Scan the listing for the word "LandingBlock" and report every line that contains it.
-- Opening Marker --
PR #307, opened 2022-06-15
Integrate `Surplus` into Frontend

### LINKED ISSUE #301: Implement /surplus page
### Goal
Basic layout of surplus auction page in place

### Context

With this issue we want to create create the basic page for interaction with surplus auctions similar but not identical to the existing `/collateral` page

### Tasks
- [ ] Create a new subpage for surplus auctions that will be available under the route `.../surplus` (see Mock below)
- [ ] Adjust existing header 
   - [ ] replace "Collateral auctions" with "Surplus Auctions"
   - [ ] logo should route to the `.../surplus` 
- [ ] use existing footer (no adjustment needed)
- [ ] Adjust existing `LandingBlock` 
   - [ ]  heading: "Surplus auctions" 
   - [ ] same buttons to show/hide explanations
- [ ] Include TextBlocks
   - [ ] "What is the Maker Protocol?" (can be re-used one to one)
   - [ ] "What are the surplus auctions?" (use lorem ipsum text for now -> text will be provided later on)
   - [ ] "Why would I participate?" (use lorem ipsum text for now -> text will be provided later on)
   - [ ] "What is the catch?" (use lorem ipsum text for now -> text will be provided later on)
- [ ] Ensure that TextBlocks can be shown/hidden with explanation toggle (similar to existing logic)

fegbert:
Closes #301 
Closes https://github.com/sidestream-tech/unified-auctions-ui/issues/340
Closes https://github.com/sidestream-tech/unified-auctions-ui/issues/346

I've also done some changes to the header in this PR, since we had to create a new layout file every time we needed something changed in the header, which then lead to layouts like `unified` and `minimal` whose only difference was a single prop of the header. Now the layout is deciding what to use depending on the page name.

**Please let me know if this approach makes sense / is better** 🙂 

Current categories are:
- Auctions Portal Pages - `/surplus` and `/collateral`, header name is based on page name
  - This one I'm not too sure about, since with this approach only these pages can have the respective name in the header. So for example if we add a subpage for the surplus actions, this would need to be changed.
  - The positive is that if we add for example debt auctions, nothing would need to be changed other than adding it to the list.
  - Alternative would be splitting in groups `surplus` and `collateral`
- Minimal - Only dark mode toggle
- Unified -  Dark & Expert mode toggles

Also added prop `title` to the `LandingBlock` for changing the text but keeping the buttons 

**preview**
image

Checklist:


frontend/components/surplus/SurplusText.vue
```diff
@@ -0,0 +1,70 @@
...
+            <Explain text="stable currency">
+                <a href="https://makerdao.com/en/whitepaper#the-dai-stablecoin" target="_blank">
+                    The DAI Stablecoin
+                </a>
+                is a decentralized, unbiased, collateral-backed cryptocurrency soft-pegged to the US Dollar </Explain
+            >, which can be used to borrow money over a longer period without being affected by unpredictable exchange
+            rates.
+        </TextBlock>
+        <TextBlock v-if="isExplanationsShown" title="What are surplus auctions?" class="TextBlock">
+            Lorem ipsum dolor sit amet, consetetur sadipscing elitr, sed diam nonumy eirmod tempor invidunt ut labore
```
valiafetisov, line 21: @LukSteib, please provide texts for this page (I can also help with editing/proofreading)

frontend/components/surplus/SurplusFlow.vue
```diff
@@ -0,0 +1,58 @@
+<template>
+    <div :class="isStagingEnvironment ? 'SplitLayoutStagingContainer' : 'SplitLayoutContainer'">
+        <SplitLayout :step.sync="step">
```
valiafetisov, line 3: Does the page switching with the panel works already?

valiafetisov (commented):
In general, this issue will be the last one we merge, since if we merge it already, there will be a broken state on staging 🙁

aomafarag:
I addressed all requested changes, except for the split layout one, as I do not understand the context pertaining to its implementation, and whether or not I should modify something.

frontend/components/surplus/SurplusText.vue
```diff
@@ -3,43 +3,52 @@
         <TextBlock v-if="isExplanationsShown" title="What is the Maker Protocol?" class="TextBlock">
```
valiafetisov, line 3: Since we're reusing "What is the Maker Protocol?" text block and "What is the catch?", can you please turn them into a separate components and reuse between pages those two pages?

frontend/components/surplus/SurplusText.vue
```diff
@@ -3,43 +3,52 @@
...
-            sadipscing elitr, sed diam nonumy eirmod tempor invidunt ut labore et dolore magna aliquyam erat, sed diam
-            voluptua. At vero eos et accusam et justo duo dolores et ea rebum. Stet clita kasd gubergren, no sea
-            takimata sanctus est Lorem ipsum dolor sit amet.
+            A
+            <a
+                href="https://docs.makerdao.com/smart-contract-modules/system-stabilizer-module/flap-detailed-documentation"
+                target="_blank"
+            >
+                surplus auction
+            </a>
```
valiafetisov, line 25: Let's not have links directly in the text, but only inside `Explain` texts. I would suggest to wrap `surplus auction` into `Explain` with the text: `In Maker terms surplus auctions are called [flap auctions](https://docs.makerdao.com/smart-contract-modules/system-stabilizer-module/flap-detailed-documentation) and are operated via the [flap.sol contract](https://github.com/makerdao/dss/blob/master/src/flap.sol)`

@LukSteib do you agree?

frontend/components/layout/Header.vue
```diff
@@ -119,6 +120,10 @@ export default Vue.extend({
             type: Boolean,
             default: false,
         },
+        pageName: {
+            type: String,
+            default: '',
+        },
```
valiafetisov, line 126: You created a new `pageName` prop, but you
- don't provide `this.$route?.name` to it via the parent
- didn't add a new story providing this prop

If you would mark this prop as required, you would immediately see the errors that would hint that something is off

valiafetisov (commented):
> as I do not understand the context pertaining to its implementation, and whether or not I should modify anything.

When you don't understand something, you should ask specific questions directly in the comment thread that asks for the change, [here](https://github.com/sidestream-tech/unified-auctions-ui/pull/307#discussion_r914543278) in this case

frontend/components/surplus/SurplusFlow.vue
valiafetisov: `SplitLayout` is the layout that shows two different layouts/pages at the same time. Clicking a link in the surplus table should open a panel from the right sight. Currently it doesn't work and is not testable. Since this PR will be the last one to be merged, we should wait for both:
- table with surplus auctions
- surplus auction "page"
to be completed and merged to continue working on this PR

frontend/components/surplus/SurplusText.vue
LukSteib: Agreed

LukSteib (changes requested):
Reviewing based on flapper simulation: 
- [ ] I receive a fetch surplus auction error (see logs1 below)



<details><summary>logs1</summary>
<p>

```
fetch surplus auction error Error: missing revert data in call exception; Transaction reverted without a reason string [ See: https://links.ethers.org/v5-errors-CALL_EXCEPTION ] (data="0x", transaction={"to":"0xb27308f9F90D607463bb33eA1BeBb41C27CE5AB6","data":"0xf7729d430000000000000000000000009f8f72aa9304c8b593d555f12ef6589cc3a579a20000000000000000000000006b175474e89094c44da98b954eedeac495271d0f0000000000000000000000000000000000000000000000000000000000000bb800000000000000000000000000000000000000000000000000000000000000000000000000000000000000000000000000000000000000000000000000000000","accessList":null}, error={"reason":"processing response error","code":"SERVER_ERROR","body":"{\"jsonrpc\":\"2.0\",\"id\":53,\"error\":{\"code\":-32603,\"message\":\"Error: VM Exception while processing transaction: reverted with reason string 'AS'\"}}","error":{"code":-32603},"requestBody":"{\"method\":\"eth_call\",\"params\":[{\"to\":\"0xb27308f9f90d607463bb33ea1bebb41c27ce5ab6\",\"data\":\"0xf7729d430000000000000000000000009f8f72aa9304c8b593d555f12ef6589cc3a579a20000000000000000000000006b175474e89094c44da98b954eedeac495271d0f0000000000000000000000000000000000000000000000000000000000000bb800000000000000000000000000000000000000000000000000000000000000000000000000000000000000000000000000000000000000000000000000000000\"},\"latest\"],\"id\":53,\"jsonrpc\":\"2.0\"}","requestMethod":"POST","url":"http://127.0.0.1:8545"}, code=CALL_EXCEPTION, version=providers/5.6.8)
    at checkError (json-rpc-provider.js?9d4a:64:1)
    at StaticJsonRpcProvider.eval (json-rpc-provider.js?9d4a:533:1)
```

</p>
</details>

Reviewing based on hardhat:
- [ ] The time till auction end calculation seems to be off (see s1 below). An "... ago" indicator although auction is active (but probably due to hardhat, right?)
- [ ] the market difference displayed in overall auctions table on main page is different than the one displayed in single auction table
- [ ] the MKRAllowanceCheck panel is in disabled state (indicating no wallet connected) although a wallet is connected and the MKR in wallet is displayed properly

s1:
image

valiafetisov:
> The time till auction end calculation seems to be off (see s1 below). An "... ago" indicator although auction is active (but probably due to hardhat, right?)

Yes, that's the reason. The first part of the phrase is based on the auction state, which is determined based on the chain time. But the time is displayed based on the browser time. Won't fix it in this PR.

valiafetisov:
> I receive a fetch surplus auction error (see logs1 below)

There is a problem with market price fetching on the chaoslabs network, couldn't figure out why, fixed it by just not displaying it. Also, on this network no transactions (eg swap to WETH via metamask) are going through. Seems like a problem on their side.

valiafetisov:
Please also review normal auctions fetching/refetching/authorisations since this PR affects some of that logic

valiafetisov:
> only thing I am not able (not knowing how) to test: Collecting a finished auction where I am the highest bidder (ie. withdrawing DAI from VAT)

I've been able to test it via warping time, via curl, but also created a function:
```
await $nuxt.$store.dispatch('network/warpTime');
```

> question related to that: We do not show the DAI withdrawal panel on the auctionTransaction page. Intended?

Not intended. It's actually part of the mock, but wasn't added earlier to the transaction panel since we were not sure if it will be needed. We can add it next week during polishing, since withdrawal is still possible via the wallet popup, right?

LukSteib:
> We can add it next week during polishing, since withdrawal is still possible via the wallet popup, right?

Agree

LukSteib (approved):
Surplus auction test via hardhat: 
* texts looking good 
* auctions are fetched
* MKR balance fetched correctly 
* was able to give allowance
* was able to place a bid
  * lowest next possible bid updated accordingly
* was able to collect auction (after using timeWarp function)
* DAI ended up in VAT (checked via wallet Popup)
  * was able to withdraw DAI from VAT to wallet

 ---

Collateral auction test via hardhat:
* auth steps working
* swap execution working
* DAI deposit and withdraw working
* DAI bidding working
* collateral withdrawal from VAT working

This looks good to me - hence approved

PR #311, opened 2022-06-17
Added SurplusAuctionTransactionTable

### LINKED ISSUE #309: Create `SurplusAuctionTransactionTable`
### Goal
The user gets an overview on different transactions of one auction

### Context

This issue covers the creation of the `SurplusAuctionTransactionTable` . It will later on be displayed on the surplus auction transaction page inside one of the panels where the user will finally place a bid.

### Tasks
- [ ] Create the `SurplusAuctionTransactionTable`  (see mock below)
- [ ] Transaction column -> include a clickable transaction hash that links to etherscan `https://etherscan.io/tx/[tx-hash]`
   - [ ] note: compared to the `SurplusAuctionEventTable` this one only displays transactions of type `bid` (no start and collect) 
- [ ] Bidder column -> wallet address as a clickable etherscan link `https://etherscan.io/address/[wallet-address]`
   - [ ] if the bidder address matches the connected wallet we also display "(you)" after the link
- [ ] Amount column -> number in MKR
- [ ] When column -> counter that points back to the moment of the bid
- [ ] Create stories
   - [ ] error state in case there was a problem fetching the events
   - [ ] loading state
   - [ ] No data state (see Mock below)

### Assets
`SurplusAuctionTransactionTable` (with transactions):

`SurplusAuctionTransactionTable` (not data state):

Broader context:

benediktkaiser:
Closes #309.

Screenshot 2022-06-17 at 10 49 43

_Base forked from #303_ 

Checklist:


LukSteib (changes requested):
- [ ] Same as for events table. Let's be more detailed for the "When" column and show hours, minutes, seconds
- [x] "This is a demo error message, no real error occurred." Demo message sentence in error story not needed
- [x] The "With start and collect events" story doesn't make much sense, right?
- [x] Can we show the latest bid at the top of the table (ie. invert the current order)

benediktkaiser:
> * [ ]  The "With start and collect events" story doesn't make much sense, right?

This is more a story to test my filtering functionality. For the case that we accidentally also pass `start` and `collect`. This story ensures, that these events are correctly filtered out and not displayed in the table. 

> * Can we show the latest bid at the top of the table (ie. invert the current order)

I think this makes sense. Another idea of mine: What if I only show the last 5 bids and then. has a button at the bottom entitled: "View all bids", which then extends the table, showing all the previous bids. This:

a.) Makes the UI cleaner on first load, without removing any vital information
b.) Makes sure the user understands even clearer, that the top bid is the last one (as it would make even less sense to hide the latest bid)

benediktkaiser:
> * [x]  Same as for events table. Let's be more detailed for the "When" column and show hours, minutes, seconds

I added the same logic as I did in the Event Table. It now shows the exact time with seconds

> * [x]  The "With start and collect events" story doesn't make much sense, right?

I decided to remove this story, after verifying it still worked. It will probably cause more confusion, then that it will be helpful.

> [x] Can we show the latest bid at the top of the table (ie. invert the current order)

I inverted the order and also made the table cut of after the last 5 auctions. If this is the case, a new row is shown, which the user can click to expand and show all previous bids. The design and functionality is the same as with the Auctions Table we are already using. Is 5 a good cut off point or should I increase/decrease it?

Screenshot 2022-06-20 at 15 53 57

PR #314, opened 2022-06-17
Added `WalletMkrDepositCheckPanel`

### LINKED ISSUE #310: Create `WalletMkrDepsoitCheckPanel`
### Goal
The user is able to deposit MKR to the VAT if needed to make the desired bid

### Context

This issue covers the creation of the `WalletMkrDepsoitCheckPanel` . It follows the same structure as depositing of DAI via the wallet popup that was already implemented. 

### Tasks
- [x] Create `WalletMkrDepsoitCheckPanel` (see Mock below)
- [x] Account for the different states of the panel and sub-panels
   - [x] states are similar to the depositDaiPanel that we currently use for the wallet popup (states are also covered in the Mocks below)
   - [x] apply existing rule of collapsing and expanding based on panel state
- [x] Create stories and cover the different possible panel states
   - [x] Include states seen in mock 
   - [x] include unknown state if no wallet is connected (not in mock but also needed)
 
### Assets
MKR token address (mainnet): 0x9f8f72aa9304c8b593d555f12ef6589cc3a579a2

<details><summary>Mocks of `WalletMkrDepsoitCheckPanel`:</summary>
<p>

</p>
</details>

fegbert:
Closes #310 

- Added `WalletMkrDepositCheckPanel`, which basically checks the same thing as its DAI counterpart but shows different things (different text + wallet info table)
  - The upper inner panel
- Added a `currency` prop to the `AllowanceAmountCheckPanel` and changed its text to be more general
- Added `WalletVatMkrDepositCheckPanel`, which combines the two panels mentioned and, if all checks pass, allows to deposit to the VAT. 

**preview**

image

Checklist:


LukSteib (dismissed):

frontend/components/panels/WalletMkrDepositCheckPanel.vue
```diff
@@ -0,0 +1,152 @@
+<template>
```
valiafetisov, line 1: May I ask why have you reused `AllowanceAmountCheckPanel.vue` component, but not `WalletVatDaiBalanceCheckPanel.vue`? Can's you also simply `currency` prop there (and possibly rename the component)?

frontend/components/panels/WalletVatMkrDepositCheckPanel.vue
```diff
@@ -0,0 +1,152 @@
+<template>
```
valiafetisov, line 1: I would also generalise this component as well, based on the `currency` prop

frontend/components/panels/WalletVatMkrDepositCheckPanel.vue
```diff
@@ -0,0 +1,152 @@
...
+            :token-address-mkr="tokenAddressMkr"
+            :disabled="disabled"
+            :is-loading="isLoading"
+            :is-explanations-shown="isExplanationsShown"
+            @refresh="$emit('refresh')"
+        />
+        <AllowanceAmountCheckPanel
+            :is-correct.sync="isAmountWithinAllowance"
+            :allowance-amount="allowanceAmount"
+            :desired-amount="desiredAmount"
```
valiafetisov, line 19: Also based on the screenshot: here we should pass the same value as displayed in `Minimum to deposit` field

frontend/components/panels/WalletVatMkrDepositCheckPanel.vue
```diff
@@ -0,0 +1,152 @@
...
+            to be deposited there before the participation can happen.
+        </TextBlock>
+        <Button
+            type="primary"
+            class="w-full mt-2"
+            :disabled="disabled || !isAmountWithinAllowance || !isEnoughMkrInWallet || isEnoughDeposited"
+            :is-loading="isLoading"
+            @click="$emit('deposit')"
+        >
+            Deposit <format-currency :value="desiredAmount" currency="MKR" class="ml-1" />
```
valiafetisov, line 37: Same `Minimum to deposit` value should also be displayed here.
As well as emitted as value together with `deposit` event

LukSteib: Agree - missed that in my review :( 

Thx for pointing it out!

frontend/components/panels/WalletDepositCheckPanel.vue
```diff
@@ -0,0 +1,166 @@
+<template>
+    <BasePanel :current-state="currentStateAndTitle.name">
+        <template #title>{{ currentStateAndTitle.title }}</template>
+        <div class="flex flex-col gap-2">
+            <TextBlock v-if="currency === 'MKR'">
```
valiafetisov, line 5: Why does it only shown for the MKR? If it's about the table with details, you should better introduce `isTableShown` prop for example

frontend/components/panels/WalletVatDepositCheckPanel.stories.js
```diff
@@ -0,0 +1,133 @@
+import { storiesOf } from '@storybook/vue';
+import { action } from '@storybook/addon-actions';
+import faker from 'faker';
+import BigNumber from 'bignumber.js';
+import WalletVatDepositCheckPanel from './WalletVatDepositCheckPanel';
```
valiafetisov, line 5: Both components `WalletVatDepositCheckPanel` and `WalletDepositCheckPanel` deposit to VAT, so it's confusing naming. I propose
- `WalletVatCheckPanel` that checks
- `WalletDepositFlowCheckPanel` that also allow to execute the action

frontend/components/panels/WalletVatDepositCheckPanel.vue
```diff
@@ -0,0 +1,164 @@
...
+            return BigNumber.maximum(0, this.desiredAmount.minus(this.walletVatAmount));
+        },
+        isDesiredAmountValid(): boolean {
+            return this.desiredAmount && !this.desiredAmount.isNaN();
+        },
+        isEnoughDeposited(): boolean {
+            if (!this.walletVatAmount || !this.isDesiredAmountValid || this.desiredAmount.isLessThan(0)) {
+                return false;
+            }
+            return this.desiredAmount.isLessThan(this.walletVatAmount);
```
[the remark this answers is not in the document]
valiafetisov: I am not sure why do you compute it again if you already have `minimumDepositAmount` which you can check to be 0 here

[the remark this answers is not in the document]
fegbert: Yea, good question 😅

frontend/components/panels/WalletDepositFlowCheckPanel.vue
```diff
@@ -116,10 +116,7 @@ export default Vue.extend({
             return this.desiredAmount && !this.desiredAmount.isNaN();
         },
         isEnoughDeposited(): boolean {
-            if (!this.walletVatAmount || !this.isDesiredAmountValid || this.desiredAmount.isLessThan(0)) {
-                return false;
-            }
-            return this.desiredAmount.isLessThan(this.walletVatAmount);
+            return !this.minimumDepositAmount?.isGreaterThan(0);
```
valiafetisov, line 119: In case `this.minimumDepositAmount` is null, `!this.minimumDepositAmount?.isGreaterThan(0)` will evaluate into `true`. Is it expected? Otherwise I would suggest to use `.isZero()` without negation to avoid this edge case

frontend/components/panels/WalletDepositFlowCheckPanel.vue
```diff
@@ -0,0 +1,161 @@
...
+            if (!this.desiredAmount || !this.walletVatAmount) {
+                return undefined;
+            }
+            return BigNumber.maximum(0, this.desiredAmount.minus(this.walletVatAmount));
+        },
+        isDesiredAmountValid(): boolean {
+            return this.desiredAmount && !this.desiredAmount.isNaN();
+        },
+        isEnoughDeposited(): boolean {
+            return this.minimumDepositAmount?.isZero() || false;
```
valiafetisov, line 119: In the future, please prefer using [`??` operator](https://developer.mozilla.org/en-US/docs/Web/JavaScript/Reference/Operators/Nullish_coalescing_operator) when dealing with null produced by `?.`

valiafetisov (approved):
-- Closing Marker --
WRITTEN REPLY:
- [ ] Adjust existing `LandingBlock` 
Also added prop `title` to the `LandingBlock` for changing the text but keeping the buttons 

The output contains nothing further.